The rains have finally returned to Seattle, though the wildfires continue to burn:
Wildfires from Google Maps as of the morning of 2022 Oct 24.
That map does not include the entirety of Washington State (there are more fires outside the boundaries of that image), or the fires burning in neighboring Idaho and Oregon.
While we did not experience the blood red skies that San Francisco experienced from the wildfires of the summer of 2020, the air was looked and smelled thick. Each whiff contained fragrant notes of Douglas Fir and perhaps Western Red Cedar, all overwhelmed by charred carbon. Landmarks disappeared into a gritty haze of grey. The evenings featured a crimson sun sinking into ashy layers of peach, pink, and coral.
By October 19th, Seattle had the worst air quality on the planet:
Conditions did not improve the next day. The Space Needle has a webcam (more precisely a “panocam”, as it provides a 360-degree view). Go take a look at it now; this is the grey pall that we embrace for much of the year. Despite this pewter drape, one can still see the surrounding buildings, lakes, and trees. Compare this to the view on October 20th:
(“Is the Mountain Out?” refers to glorious Mt. Rainier, the 14,410-foot tall stratovolcano that looms over the region.)
The rain finally arrived on October 21 and displaced the smoke:
In addition to headaches, congestion, and watery eyes, people also experience psychological effects due to wildfires. I came across this paper in Nature Human Behavior from July 2022 that reports on one aspect of this: Exposures and behavioural responses to wildfire smoke (no paywall as of this writing). While the paper doesn’t quite answer the question I want to answer, it did report:
… during large wildfire smoke events, individuals in wealthy locations increasingly search for information about air quality and health protection, stay at home more and are unhappier. Residents of lower-income neighbourhoods exhibit similar patterns in searches for air quality information but not for health protection, spend less time at home and have more muted sentiment responses.
(For those who consider how your digital data gets used, the data for this paper came from Twitter, Google searches, and a real-time air quality monitor called PurpleAir, along with geographic income data.)
As we also have seen during the pandemic, people with lower incomes have less choices, even if they have access to similar information (emphasis mine):
Why do wealthier locations respond differently to smoke exposure? The measured differences do not appear to reflect differences in exposure information or in overall internet activity, given the consistent response of air-quality-related searches across income groups. Rather, the responses are consistent with lower incomes constraining choice sets and behaviours, including less flexibility in working from home, fewer resources with which to consider purchasing protective technology and (regarding the sentiment results) having other more pressing matters to worry about.

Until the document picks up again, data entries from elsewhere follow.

PR #1958, opened 2026-07-15
docs(prd): pet-attributed damage and per-source meter breakdown (Recount-style)

ryan-foo:
## Summary

Draft PR carrying the **PRD only** (no code yet, pending owner sign-off) for a Recount-style change to the damage meter:

1. **Pet damage counts under its owner.** A hunter/warlock/mage pet's damage folds into the owning player's meter total instead of showing as its own separate row (which is how it appears today, since the pet's `sourceId` gets its own tally).
2. **Hovering a player's row shows a per-source breakdown.** Hovering "Swifter" (a hunter) shows `Auto Shot`, `Fell Shot`, ... and a single **Pet** category, each with its share of the player's total; mages read the same way (`Rimelance`, `Frostbolt`, ...). It feeds entirely from the combat log (the existing `damage` `SimEvent`).

The PRD is at `docs/prd/pet-and-source-damage-breakdown.md`.

## Why it is small

It is **client-only**: no sim, server, wire, or `IWorld` change. The `damage` event already carries `sourceId`, `ability` (the ability name), and `amount`, and pet damage events already reach the client with the pet's `ownerId`. The change is:

- `MeterData.onEvent` attributes a pet's damage to `ownerId` (so the owner's total includes it) and records a per-source key (`ability` name, an `AUTO` sentinel for white hits, a `PET` sentinel for pet damage) on a new `MemberTally.bySource` map.
- A new pure `src/ui/meters_breakdown_view.ts` (`*_view`, Node-tested) turns a tally into sorted breakdown rows with percents.
- The existing `attachTooltip` (desktop hover + keyboard focus + mobile long-press) is injected into `Meters` and attached to each damage-tab row.
- New `hud.meters.*` i18n keys (`petDamage`, `breakdownTitle`), reusing `hud.combat.attack` for the auto-attack label.

## Open questions for the owner

- Pet damage aggregates to one **Pet** line in v1 (pet hits carry `ability: null`). Per-pet-ability rows would need the sim to name pet damage; the PRD lists it as future work. OK to ship the aggregated Pet line first?
- Breakdown is on the **damage tab only** (threat reads the live hate table, not cumulative damage; `heal2` has no ability field). Agree?

## Status

Draft. This PR is the PRD; I will not start the implementation until the design is approved. The PRD documents the data model, module layout, edge cases (online interest scoping, DoT ticks, mob mechanic labels), the test plan, and acceptance criteria.


jgyy (commented):
Once you get past the diff view, this is a solid draft PRD: it follows the repo's docs/prd/ convention (status table, goals/non-goals/design/edge-cases/testing/acceptance-criteria), correctly scopes the change as client-only, and grounds itself in real code (`MeterData.onEvent`, `partyPids`, `abilityDisplayNameFromSource`, `Hud.attachTooltip`) with a sensible pure-core proposal (`buildDamageBreakdown` as a `UI_PURE_CORES` candidate) and i18n awareness.

blocking: the committed file has two literal NUL bytes (offsets 5450 and 5461) inside the sentinel-key example in section 5.1 ("PET" and "AUTO" reserved keys). That's why `gh pr diff` shows this as a binary file with 0/0 additions/deletions instead of a text diff, which also means no line-level review comments can be attached until it's fixed. Please strip those bytes (looks like a stray control character landed where a plain `"pet"`/`"auto"` was intended) and re-push, then a normal line-level pass can happen.

Everything else about the doc's reasoning looks fine; git history is a normal single commit cleanly on top of release/v0.26.0, no branch divergence involved, this is purely the encoding glitch.

ryan-foo:
Binary-file blocker fixed in 2ed45d3d2: two literal NUL bytes had crept into the section 5.1 sentinel-key example (a shell turned the typed backslash-zero escapes for the pet/auto reserved keys into real NULs). Restored the literal two-character escape text, so the PRD now renders as a normal 136-line text diff and line-level review works again. Also merged release/v0.27.0 in cleanly; the diff against the base is the one PRD file.

PR #1761, opened 2026-07-10
feat(mobile): redesign the compact touch HUD

No898:
## Summary

Redesigns the mobile touch HUD around the actual input frequency and the camera-look surface:

- replaces the radial action ring with a compact two-row pad: A1/A2 Attack/Target, then page switch plus A3/A4/A5 Jump/Use;
- makes Jump contextual Interact near NPCs, loot, delve objects, and other supported interactables while retaining dedicated Attack;
- preserves the joystick-integrated Autorun from the v0.24 release and reserves the opposite thumb zone for swipe-look or the optional view joystick;
- reflows the minimap, direct menu, compact Party row, subordinate Target frame, larger player frame, pet commands, and Meters for landscape phones and tablets;
- places the Consumables disclosure immediately inward of the movement joystick, expanding toward the player frame and wrapping upward, with mirrored left-handed behavior;
- adds deterministic browser geometry, safe-area, maximum-scale, interaction-flow, target-size, overlap, and screenshot coverage.

The implementation follows [the mobile HUD PRD](https://github.com/No898/world-of-claudecraft/blob/mobile-layout-adjustments/docs/prd/mobile-compact-landscape-hud.md) and [implementation plan](https://github.com/No898/world-of-claudecraft/blob/mobile-layout-adjustments/docs/plans/2026-07-10-mobile-touch-hud-layout.md).

Portrait gameplay layout is intentionally out of scope: the integrated `release/v0.24.0` behavior displays the rotate-device gate instead.

## Related issues

- Follow-up to #1731.
- Integrates and preserves the joystick Autorun work from #1724.

## Type of change

- [x] Feature: new functionality
- [x] Bug fix
- [ ] Refactor or performance (no behavior change)
- [x] Documentation
- [x] Tests
- [x] Build, CI, or tooling
- [ ] Breaking change

## How was this tested?

- Commands:
  - `npm run gate` - all 9 steps green; 11,550 tests passed and 63 skipped.
  - `npx vitest run tests/client_shell.test.ts tests/mobile_controls.test.ts tests/mobile_hud_layout.test.ts tests/mobile_hud_layout_applier.test.ts tests/mobile_action_ring_painter.test.ts tests/party_frames_painter.test.ts` - 251/251 passed during release integration.
  - `npx vitest run --config vitest.browser.config.ts tests/browser/target_size.browser.test.ts` - 12/12 passed.
[...]

PR #1960, opened 2026-07-15
feat(mobile): expand action ring to 20 skill slots

No898:
## Summary

Expands the mobile action ring from two pages to four pages while keeping five visible action buttons per page.

- Maps mobile pages to hotbar slots 1 to 20.
- Keeps the fixed Attack control outside paging.
- Leaves hotbar slots 21 and 22 desktop-only.
- Reuses the existing 22-slot persistence model, so no data migration is required.
- Updates Spellbook page labels and consumer-level HUD regression coverage.

This ports the focused 4 x 5 paging behavior identified in #1761 without bringing over its unrelated changes or optional slot-picker work.

## Related issues

Related to #1761.

## Type of change

- [ ] Bug fix
- [ ] Documentation
- [x] Tests
- [ ] Build, CI, or tooling

## How was this tested?

- Commands:
  - `npm ci --no-audit --no-fund`
  - `npx tsc --noEmit` under Node 22.22.2
  - `npx vitest run tests/mobile_action_page_view.test.ts tests/mobile_action_ring_painter.test.ts tests/spellbook_view.test.ts tests/spellbook_window.test.ts tests/action_bar_controller.test.ts` (91 passed)
  - `npx vitest run tests/architecture.test.ts` (24 passed)
  - `biome ci --diagnostic-level=error` for all seven changed TypeScript files
  - production Docker image build, then HTTP 200 from `/` and `/api/status`
- Manual steps:
  - Compared the previous two-page mobile ring with the feature build in an 844 x 390 touch layout.
  - Cycled the feature build to page 4 and confirmed the page indicator shows `4`.
  - Confirmed ring controls remain at least 44 x 44 px.
  - Checked the 390 x 844 portrait rotate preflight.

`npm run gate` completed i18n freshness, malware, Biome, and SFX stages, then its full Vitest stage exposed unrelated host failures. Under the required Node 22 runtime, 195 of 197 tests across the seven initially failing files passed; only two existing fake-Docker watchdog timeout assertions remained red in `tests/deploy_watchdog.test.ts`. The changed behavior tests, architecture guard, typecheck, production Docker build, and scoped pre-push QA checks are green.

## Screenshots / recordings

Before, release/v0.27.0 baseline at commit 6f5976dda, with the two-page ceiling:

Before: mobile page 2

After, fourth page available:

After: mobile page 4

Portrait preflight:

After: portrait rotate preflight

---

### Quality

- [ ] The full gate passes.
- [x] Decisive tests cover the changed behavior.
- [x] Typecheck and changed-file lint pass.
- [x] The production Docker build succeeds.

The full gate remains unchecked because of the two unrelated host-specific fake-Docker watchdog failures documented above.

### Cross-platform and accessibility

- [x] Tested on desktop and mobile paths.
- [x] Tested in mobile landscape and portrait layouts.
- [x] Touch targets remain at least 40 x 40 px.
- [x] Existing accessible names and interaction semantics are preserved.

### Localization

- [x] Not applicable: this change adds no user-facing strings.

### Hygiene

- [x] No secrets or credentials are included.
- [x] Generated files were not hand-edited.
- [x] New numbers do not require localized formatting.


jgyy (commented):
Clean, tightly scoped extraction. `mobile_action_page_view.ts` is exactly the pure-core the repo asks for: page count, slot-to-page mapping, and clamp/cycle math are all DOM-free and reused by both the ring painter and the spellbook view instead of being hand-rolled twice. The persistence claim checks out too: `hotbar_form_persistence.test.ts` has zero diff, so this really is a UI-visible-slice change over the existing 22-slot model, not a schema change wearing a UI hat.

Boundary coverage is solid: `sourceSlotsForMobilePage` is pinned at the page 2/3 edges (`[11-15]`, `[16-20]`), the four pages are asserted disjoint and covering exactly 1-20, `clampMobilePage` is tested against negative/overflow/NaN, and slots 21-22 are explicitly asserted to fall outside all four mobile pages so they stay desktop-only.

One thing I couldn't confirm from the diff: the PR body claims ring buttons were manually verified at 44x44px, but nothing in this diff touches button geometry or CSS (only the two `.ts` slot-mapping files changed). That's expected since the per-page button count didn't change, so it's very likely still true, just not something this diff itself demonstrates — nit, not a blocker.

No i18n concerns (the page-label keys are pre-existing parameterized strings, untouched here), and `npx vitest run` on the five affected test files plus `architecture.test.ts` is green (105/105).

No898:
@jgyy Thank you for the thorough review and for validating the extraction and persistence assumptions.

We followed up with an additional internal review and strengthened the regression coverage in commit `c86b06cef`:

- exercised the same mobile action-ring button across source slots 1, 6, 11, and 16, including page wraparound and an explicit page 4 / source slot 20 assertion;
- pinned the production HUD action, ability, and item getters to the active mobile page;
- extended Sim and ClientWorld parity coverage with an ability in source slot 20 and an explicit `mobilePage === 3` assertion;
- added a production save/load round trip for a real ability in source slot 20 while confirming slots 21 and 22 remain reserved and empty.

The focused suite is green at 115/115 tests, with TypeScript, Biome, and the pre-push QA floor also passing. Thanks again for taking the time to review this!

EnriqueGF (commented):
Nice focused port of the 4x5 paging from #1761. The constant change flows cleanly through the already-parameterized consumers: `hud.ts` passes `mobilePageCount()` into the painter and resolves every getter through `sourceSlotForMobileButton` at tick time, `clampMobilePage`/`nextMobilePage` derive from the same constants, and the slot math is right (source slot 20 lands on `hotbarActions[19]`, slots 21-22 stay desktop-only). No new player-visible strings: the indicator key already takes `{page, count}`. Test additions are decisive (disjoint-coverage over all four pages, the page-3 slot-20 mapping, the persistence round-trip).

What I ran at the PR head: `npx tsc --noEmit` (clean), the five changed test files (91 passed), `tests/architecture.test.ts`, `tests/localization_fixes.test.ts` (after `i18n:gen`), and `tests/world_api_parity.test.ts` (all green).

One finding:

- **blocking (stale base, mechanical fix):** `release/v0.27.0` has since merged #1964, which extracted `ActionBarController` out of `hud.ts` and deleted `tests/hotbar_form_persistence.test.ts` (replaced by `tests/action_bar_controller.test.ts`). This PR modifies the deleted file, so the merge hits a modify/delete conflict. I test-merged the current base into the PR head keeping your file: all 14 tests in it fail, because the harness's `Object.create(Hud.prototype)` setup now hits the `actionBarController` delegation (`hud.ts:886`, `this.actionBarController.replaceActions`). Fix: rebase onto the current `release/v0.27.0`, drop `tests/hotbar_form_persistence.test.ts`, and port your new slot-20 round-trip test into `tests/action_bar_controller.test.ts` (its harness drives the controller's save/load directly, so the port is a few lines).

I verified the rest of the PR survives that refactor: every `hud.ts` string your ring-painter source-scan tests assert is intact in the base's post-refactor `hud.ts`, and on the merged tree the other four test files pass (89 passed, `tests/action_bar_controller.test.ts` included). So after the rebase and the one test port this should be green as-is.

No898:
@EnriqueGF Rebased onto the current `release/v0.27.0` and addressed the blocking stale-base conflict in `5537ca9fb`.

- kept the base deletion of `tests/hotbar_form_persistence.test.ts`;
- ported the source-slot-20 persistence round trip into `tests/action_bar_controller.test.ts`;
- the port now exercises the canonical controller seam directly through `saveActions()` and `init()`;
- no production-code changes were needed for the conflict resolution.

Fresh verification after the rebase: 91/91 focused feature tests, 115/115 including the architecture suite, 53 guard tests passed with 3 standard skips, TypeScript clean, scoped Biome clean, and copy/diff checks clean. GitHub now reports the PR as mergeable.

Thank you for pinpointing the `ActionBarController` migration and confirming that the rest of the PR survived the refactor.

PR #1962, opened 2026-07-15
test(i18n): Phase 3 QA staled-slice freshness probe (never merges)

FernandoX7:
Deliberately stales the committed TranslationKey union and resolved slices (one catalog key added, no regen) to re-verify the relocated freshness diff in the pr-checks job still reds on a staled slice, per docs/toolchain-modernization/phase-03-qa.md STEP 2. Pushed with --no-verify because the pre-push floor correctly blocks staled slices locally. Will be closed unmerged immediately after the run is observed; precedent: PR #1946 (run 29388336786).


FernandoX7:
Probe observed: run 29413049770 pr-checks failed exactly at the freshness step (Verify committed i18n artifacts are fresh) with legible hunks naming the staled union line (hudChrome.gathering.qaFreshnessProbe) and the per-locale slices; i18n:gen and the coverage summary green; typecheck and builds never ran. Closing unmerged per the probe protocol (precedent PR #1946).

The Seattle Times published an article on October 20th that highlighted “constraining choice sets”. The King County Regional Homelessness Authority opened a “smoke shelter“, though few people used it. Why?
“The long-term effects of breathing in smoke is not going to be like the most highest of priority,” said an outreach worker. This is consistent with the findings from the article: While people living outside may have access to the internet, they likely are not seeking air quality monitors or information about filtration, as they do not have their own windows to close or own spaces to filter.
One of the conclusions of the article about wildfires could very well be applied to the pandemic: a “policy approach of promoting private provision of protection could be biased against disadvantaged groups”. I also suspect that the unhappiness the wealthier respondents reported as a result of wildfire smoke is not dissimilar from the ongoing unhappiness we all are seeing as a result of the pandemic and its social consequences. (It is likely that people who are poor are also experiencing unhappiness; they simply may not have the time, energy, or resources to feel it.)